My Aunt Tillie; her husband, Hymie; their three daughters; and their old bulldog, Prince, live on the third floor. Uncle Hymie is a short bald man with a perpetual cigar in his mouth, and Aunt Tillie runs the clan. My uncle Izzy, his wife Dora, son Yale, and daughter Judy live on the first floor. I live with my Dad, Jake, and Mom, Bess, on the second floor, and Aunt Sarah and her son, David, live with grandpa across the street in another one of his buildings. Aunt Sarah's husband Ben died in the war fourteen years ago, and she never re-married, even though she was still attractive.

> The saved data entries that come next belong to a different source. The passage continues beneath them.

PR #216, opened 2020-07-09
Replace Schema Visitor with Schema Walker

ikitommi:
Re-implement Schema Visitor using Walker. Enables `find-first` to (almost) short-circuit when a match is found.

```clj
(m/find-first
  [:map
   [:x int?]
   [:y [:vector [:tuple
                 [:maybe int?]
                 [:or [:and {:salaisuus "turvassa"} boolean?] int?]
                 [:schema {:salaisuus "vaarassa"} false?]]]]
   [:z [:string {:salaisuus "piilossa"}]]]
  (fn [s _in _options]
    (some-> s m/properties :salaisuus)))
; => "turvassa"
```

### DIFF
--- a/README.md
+++ b/README.md
@@ -629,7 +629,7 @@ Schema unions (merged values of both schemas are valid for union schema):
 Adding generated example values to Schemas:
 
 ```clj
-(m/accept
+(m/walk
   [:map
    [:name string?]
    [:description string?]
@@ -637,7 +637,7 @@ Adding generated example values to Schemas:
     [:map
      [:street string?]
      [:country [:enum "finland" "poland"]]]]]
-  (m/schema-visitor
+  (m/schema-walker
     (fn [schema]
       (mu/update-properties schema assoc :examples (mg/sample schema {:size 2, :seed 20})))))
 ;[:map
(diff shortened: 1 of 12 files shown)


src/malli/core.cljc
```diff
@@ -935,6 +948,32 @@
...
+  ([?schema f options]
+   (-walk
+     (schema ?schema options)
+     (reify Walker
+       (-accept [_ s _ _] s)
+       (-inner [this s in options] (-walk s this in options))
+       (-outer [_ s c in options] (f s c in options)))
+     [] options)))
+
+(defn ^:no-doc find-first
```
rschmukler, line 963: This seems like a useful / worth exporting into `clj-doc` - but maybe it should live under `malli.utils` like`merge`, `assoc`, etc?

README.md
```diff
@@ -925,9 +925,9 @@ The identity visitor:
 Adding `:title` property to schemas:
 
 ```clj
-(m/accept
+(m/walk
   Address
-  (m/schema-visitor #(mu/update-properties % assoc :title (name (m/type %)))))
+  (m/schema-walker #(mu/update-properties % assoc :title (name (m/type %)))))
```
rschmukler, line 930: Could this be wrapped by `m/walk` - ie. If we are always going to have to wrap the function with `m/schema-walker`, why not just have `m/walk` do it for us?

Similar to how the `m/encode` will auto coerce non-reified schemas using `m/schema`

rschmukler (commented):
A few random comments but overall this looks great!

rschmukler (approved):
A few random comments but overall this looks great!

README.md
ikitommi: I think it covers the different cases nicely right now:

* `m/-walk` for any kind of walking, for library extensions
* `m/walk` with 4-arity fn for advanced postwalking (e.g. to map-syntax)
* `m/walk` + `m/schema-walker` to postwalk Schema instances to Schema instances, easy for many cases

src/malli/core.cljc
ikitommi: good point! Will move it to `malli.util` and make public & add to README.

ikitommi: done

PR #221, opened 2020-07-14
improved english enum error message

stevebuik:


stevebuik:
no probs. I had a check for 2 already but added 1, 2, 3 & 4 with better tests. 

Is that what you meant?

ikitommi:
Looks great, thanks!

Issue #218, opened 2020-07-09
:default false doesn't work


kwrooijen:
```clojure
(require '[malli.core :as m])
(require '[malli.transform  :as mt])
(m/decode [:map [:person/verified [:and {:default false} boolean?]]] {} mt/default-value-transformer)
; => {}
(m/decode [:map [:person/verified [:and {:default true} boolean?]]] {} mt/default-value-transformer)
; => #:person{:verified true}
```
I expected the first decode to return `#:person{:verified false}`

This is probably because `:default` is checked somewhere to see if it's a truthy value. The question is, is this a bug, or intended? Seems a bit misleading. Maybe we should check if the key `:default` exists rather than check if it's a truthy value?

rschmukler:
In an attempt to verify (and fix) this, I added a test to `transformers_test.cljc` that looked like:

```clj
(testing "falsey defaults"
    (let [schema [:map [:person/verified [:and {:default false} boolean?]]]]
      (is (= {:person/verified false}
             (m/decode schema {} mt/default-value-transformer)))))
```

The test passed for me. Which version of malli did you run into this on? Can you confirm that it doesn't behave as expected on master.

kwrooijen:
You're right, it works. I should've updated before reporting this issue, sorry about that. Funny how it was fixed so recently, thanks!

PR #223, opened 2020-07-15
Return false with default-value-transformer

kwrooijen:
Fixes https://github.com/metosin/malli/issues/218


ikitommi:
What if someone would like to set `nil` as a default? For maps keys, it might make sense. Could be a separate issue to expand this so that `nil` would work too. e.g. ANY default value would be ok.

kwrooijen:
In the issue I mentioned that maybe it would be better if we check for the existence of the `:default` key, rather than checking if it's truthy. I think that would solve your last comment. Maybe make that a separate issue? I'll fix the indentation for now.

kwrooijen:
@ikitommi fixed indentation

Issue #203, opened 2020-06-05
Make SCI dependency optional for smaller JS builds


Naomarik:
Currently in the context of my application I will never have a need for it and it adds 93kb gzipped at compression level 6.

ikitommi:
Did a quick test using shadow-cljs:

```clj
metosin/malli 43.1 KB
borkdude/sci  63.6 KB
```

The malli is currently not optimized either for bundle size. Will make sci optional and try to make malli smaller too.

ikitommi:
Added shadow-cljs as dev-dependency and guide how to measure the bundle sizes. With the latest versions (sci got docstrings, making it a lot bigger):

```
metosin/malli 50KB -> 11.8KB GZIP
borkdude/sci  564KB - > 120KB GZIP
```

ikitommi:
Not sure how correctly the bundle size is calculated, but here goes the report:

<img width="1052" alt="Screenshot 2020-06-12 at 8 54 51" src="https://user-images.githubusercontent.com/567532/84469881-c04da600-ac8a-11ea-8f03-66d5ca81381c.png">

borkdude:
Work in progress at #210. It works, but the tests need to be refactored to account for the optionality of sci.

borkdude:
I have closed the PR. Instead, I'm offering you this library https://github.com/borkdude/dynaload. If you need any help, let me know. :)

ikitommi:
thanks, will try that :)

ikitommi:
Will be fixed in #227 .

ikitommi:
sci is now disabled by default. README has guide how to enable it for cljs. With the minimal dummy sample app:

* js: 757,8kb -> 136kb
* gzipped: 161kb -> 31,5kb

# with sci:

<img width="911" alt="with-sci" src="https://user-images.githubusercontent.com/567532/88318717-d340a500-cd23-11ea-88ae-08e86600ad69.png">

# without (default):

<img width="910" alt="no-sci" src="https://user-images.githubusercontent.com/567532/88318733-d9cf1c80-cd23-11ea-8673-d222407839bd.png">

PR #227, opened 2020-07-23
Optional SCI

ikitommi:
load `borkdude/sci` using `borkdude/dynaload` to enable:
* faster standalone usage for JVM (2.5sec -> 0.5sec to load `malli.core`)
* smaller js-bundles: 120kb -> 7kb

bit hacky, but works. in future sci should be enabled using explicit option, like:

```clj
(m/schema 
  [:fn '(fn [x] (> x 10))] 
  {:evaluator malli.sci/evaluator})
```

# example app

https://github.com/metosin/malli/blob/master/app/malli/app2.cljc

## with sci

with-sci

## without sci

no-sci


ikitommi:
Will fix #203.

PR #232, opened 2020-07-23
Add Swagger Enum type to the schema.

### LINKED ISSUE #231: Enums need Swagger type "enum" set to render on the UI
Hi,

Currently, if using enums, such as

`[:enum  "A" "B" "C" "D"]`

The Swagger UI will not show the values A, B, C and D in the list of permittable options.

Adding this will allow Swagger to do so:

`[:enum  {:swagger/type "enum"} "A" "B" "C" "D"]`

I have a PR upcoming which will add in the swagger type automatically if "enum" is the type.

-=david=-

dharrigan:
This will allow the Swagger UI to display the list of valid elements.

Fixes #231

-=david=-

### DIFF
--- a/src/malli/swagger.cljc
+++ b/src/malli/swagger.cljc
@@ -22,6 +22,8 @@
 
 (defmethod accept :tuple [_ _ children _] {:type "array" :items {} :x-items children})
 
+(defmethod accept :enum [_ _ children _] {:type "enum" :enum children})
+
 (defn- -swagger-walker [schema children _in options]
   (let [p (m/properties schema)]
     (or (json-schema/unlift p :swagger)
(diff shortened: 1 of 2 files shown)


ikitommi:
I don't think `:enum` is a valid type. Using swagger editor:

Screenshot 2020-07-23 at 19 37 55

currently, there is no inferring of enum type (https://github.com/metosin/malli/blob/master/src/malli/core.cljc#L572), so unless we implement such, one needs to hint the type manually:

```clj
(swagger/transform [:enum {:swagger/type "string"} "1" "2"])
; => {:enum ["1" "2"], :type "string"}
```

which is kinda ok IMO.

dharrigan:
Hi,

Interesting, I wonder why when I did a type hint of `:swagger/type "enum"` values came out...<shrug> I'm happy enough to use a type hint `:swagger/type "string"`, so feel free to close this PR if you wish :-)

PR #655, opened 2022-02-27
Fix malli.dev.cljs implementation

dvingo:
The dev code wasn't actually available in cljs as reported here: https://github.com/metosin/malli/pull/604#issuecomment-1052544869

This PR fixes that.

There was also an annoyance when instrumented vars only in some cljs builds - like in tests and in a main application build,
I added a check to prevent compilation warnings about unused vars.

- Adds a guard to check var existence before emitting instrumentation cljs code
- Make malli.dev.cljs available to cljs runtimes.


ikitommi:
Thanks!!!

Issue #659, opened 2022-03-06
Interpreting CLJS invalid schema errors


kovasap:
I got this error today, and I'm very confused about what it means or how to resolve it:

![image](https://user-images.githubusercontent.com/8763010/156904219-f8d1e95e-77c7-4876-953a-8045c377ab23.png)

Any ideas?

kovasap:
(I have no `nil` valued schemas in my project)

kovasap:
This error can be reproduced with https://github.com/kovasap/malli-errors-repro

kovasap:
This seemed to be fixed by using this code: https://github.com/metosin/malli/issues/654#issuecomment-1060861408, but it was very difficult to find out why.

PR #660, opened 2022-03-08
Fully qualify symbols used in cljs metadata schemas

dvingo:
This PR ensures all vars used in cljs schemas are fully qualified.  This is necessary because the namespace where `collect!` is invoked will be the one where the generated code from the macro is produced, which likely won't have those vars available.

This should fix the issue https://github.com/metosin/malli/issues/659


ikitommi:
Thank You.

kovasap:
One potential issue with this PR (not sure if it's intended or not) is that predicate functions like `float?` and `int?` can't be used in schemas - when I try, I get an error that `my-namespace/float?` doesn't exist.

We have the sandwich apartment. My third-floor aunt and uncle, Tillie and Hymie, communicate by fighting and shouting, the dog barks and snores, and the girls whine. Once they forgot to turn the bathtub off and we got flooded. I don't understand how that happened as the bathroom is the most used room in the apartment, especially when there are five of them sharing one toilet.

We thought we were quiet, but Aunt Dora on the first floor complains that we stay up too late and she can hear us walking around. Maybe it is because Mom always wears heels while the rest of the women wear sensible black shoes. Spider-webbed blue veins make it harder for Aunt Dora to sleep. She says her jumpy legs don't help.

Down the street about three blocks from the bus stop on Jeffery Boulevard was home. Tests in school tomorrow, so I had more books than usual to balance. The jumble of voices increased in volume as I made it across the tree-lined street featuring red-and-yellow brick three-flat apartment buildings. I stopped a minute to watch the boys playing ball in the middle of the street, and the girls jumping rope on the sidewalks, double-Dutch, something I could never accomplish. I moved over to a cute little girl in a blue pinafore. "Hey Lucy, what is the commotion about?" I asked.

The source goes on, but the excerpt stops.